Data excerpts

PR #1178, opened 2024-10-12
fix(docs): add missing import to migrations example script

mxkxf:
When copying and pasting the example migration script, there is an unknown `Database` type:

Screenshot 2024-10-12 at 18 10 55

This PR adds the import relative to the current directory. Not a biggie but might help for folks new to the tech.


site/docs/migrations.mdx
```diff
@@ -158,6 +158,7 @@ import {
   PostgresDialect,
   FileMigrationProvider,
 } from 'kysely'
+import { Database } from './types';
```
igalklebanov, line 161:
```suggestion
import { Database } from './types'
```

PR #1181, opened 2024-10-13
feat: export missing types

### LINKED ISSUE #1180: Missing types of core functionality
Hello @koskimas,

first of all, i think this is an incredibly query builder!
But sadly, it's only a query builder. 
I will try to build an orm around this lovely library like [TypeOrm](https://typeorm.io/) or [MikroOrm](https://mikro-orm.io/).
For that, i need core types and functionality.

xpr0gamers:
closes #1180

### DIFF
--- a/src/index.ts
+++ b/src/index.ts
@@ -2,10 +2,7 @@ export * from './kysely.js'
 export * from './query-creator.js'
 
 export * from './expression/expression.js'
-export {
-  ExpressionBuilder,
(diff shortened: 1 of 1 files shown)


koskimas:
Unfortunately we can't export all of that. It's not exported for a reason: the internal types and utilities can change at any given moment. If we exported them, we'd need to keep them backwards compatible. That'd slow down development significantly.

Assignment
From the line with "But sadly, it's only a query builder." through the last line of the records, set down every line exactly as written and leave out all others.

Exercise solution
But sadly, it's only a query builder. 
I will try to build an orm around this lovely library like [TypeOrm](https://typeorm.io/) or [MikroOrm](https://mikro-orm.io/).
For that, i need core types and functionality.

xpr0gamers:
closes #1180

### DIFF
--- a/src/index.ts
+++ b/src/index.ts
@@ -2,10 +2,7 @@ export * from './kysely.js'
 export * from './query-creator.js'
 
 export * from './expression/expression.js'
-export {
-  ExpressionBuilder,
(diff shortened: 1 of 1 files shown)


koskimas:
Unfortunately we can't export all of that. It's not exported for a reason: the internal types and utilities can change at any given moment. If we exported them, we'd need to keep them backwards compatible. That'd slow down development significantly.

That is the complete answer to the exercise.